# Probability for Data Science

Probability is a key mathematical concept that is essential for modeling and understanding computer system performance and real-world data generated from day-today activities and interactions. Data science, machine learning, natural language processing and computer vision rely heavily on probabilistic models.

This introductory course in probability is designed to provide the necessary background for learning and understanding machine learning and data science concepts. It will introduce the concept of probability, provide an overview of discrete and continuous random variables and describe how to compute expectation and variance.
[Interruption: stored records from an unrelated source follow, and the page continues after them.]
PR #2697, opened 2020-11-25
PP-6500 Wait for processing of payouts or charge captures before exit

danworth:
Wait to finish processing payouts and charge captures before exiting.
The `ExecutorService.shutdown` method only stops scheduling new tasks
and it doesn't wait for existing tasks to complete. Use
`awaitTermination` with a 15 second wait for any inflight payout or
charge processing to finish.

## WHAT YOU DID
The solution is based up on the example from the `ExecutorService` documentation https://docs.oracle.com/javase/7/docs/api/java/util/concurrent/ExecutorService.html#awaitTermination

Details of the investigation can be found in the Jira ticket here: https://payments-platform.atlassian.net/browse/PP-6500

#### Isn't there a bit of duplication?
Yes. This could be factored into some static method on a utility class which accepts an `ExecutorService` but the log entires are different and I'm not sure it makes things any simpler. Happy to be convinced otherwise.

### DIFF
--- a/src/main/java/uk/gov/pay/connector/queue/managed/CaptureMessageReceiver.java
+++ b/src/main/java/uk/gov/pay/connector/queue/managed/CaptureMessageReceiver.java
@@ -51,7 +51,26 @@ public class CaptureMessageReceiver implements Managed {
 
     @Override
     public void stop() {
+        LOGGER.info("Shutting down card capture service");
         chargeCaptureMessageExecutorService.shutdown();
+        try {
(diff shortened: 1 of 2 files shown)


alexbishop1 (commented):
Fits the pattern described at https://docs.oracle.com/en/java/javase/11/docs/api/java.base/java/util/concurrent/ExecutorService.html

alexbishop1 (approved):

PR #2702, opened 2020-11-26
PP-7446 Add external_id to gateway account

kbottla:
## WHAT YOU DID
- Sets external_id when creating gateway account and includes the same in responses (get one/search gateway accounts)


stephencdaly (approved):
Looks good to me

PR #2703, opened 2020-11-26
PP-7280 - Use connector timestamp for USER_EMAIL_COLLECTED event

kbottla:
## WHY
- We currently emit `USER_EMAIL_COLLECTED` event to ledger with the timestamp of ENTERING_CARD_DETAILS/CREATED event.
  This was done as there is no charge event associated when frontend patches charge for email. We didn't also want to rely on connector timestamp as it may not be in sync with database or even other instances and can lead to out of order ledger events.
  `email` field has been removed from PAYMENT_DETAILS_ENTERED event due to new event USER_EMAIL_COLLECTED.

  This led to following issues:
  - Frontend can patch email multiple times and connector emits USER_EMAIL_COLLECTED events to ledger with same timestamp. But ledger processes only one event and ignores the rest as they are treated as duplicate events due to same event_name and timestamp. This is resulting in incorrect email address in ledger for transactions.
  - Wallet payments: It seems that for wallet payments, frontend doesn't patch charge, so email is not included in any event emitted to ledger. However, when connector tries to expunge charge, parity check fails on email field and a new event (`USER_EMAIL_COLLECTED`) is emitted. Until then ledger transactions will not have associated email address.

The course will also discuss specific distributions such as geometric, binomial, Poisson, uniform, exponential and normal distributions.

### LEARNING OUTCOMES

At the end of the course, course participants will:

• Be able to describe the basic probability concepts such as mean, variance, conditional probability, Bayes rule and statistical independence.
• Be able to compute the mean and variance of random variables.
• Be able to describe discrete and continuous distributions such as geometric, binomial, Poisson, uniform, exponential and normal.
• Be able to compute the derive properties of functions of random variables.
• Be able to understand how real-world phenomena can be modeled using probability distributions.

Anand Seetharam is an assistant professor in computer science in the Thomas J. Watson College of Engineering and Applied Science at Binghamton University. Dr. Seetharam is broadly interested in the field of computer networking. His research interests encompasses wireless networks, information-centric networks, ubiquitous computing, Internet of Things (IoT) and smart grids.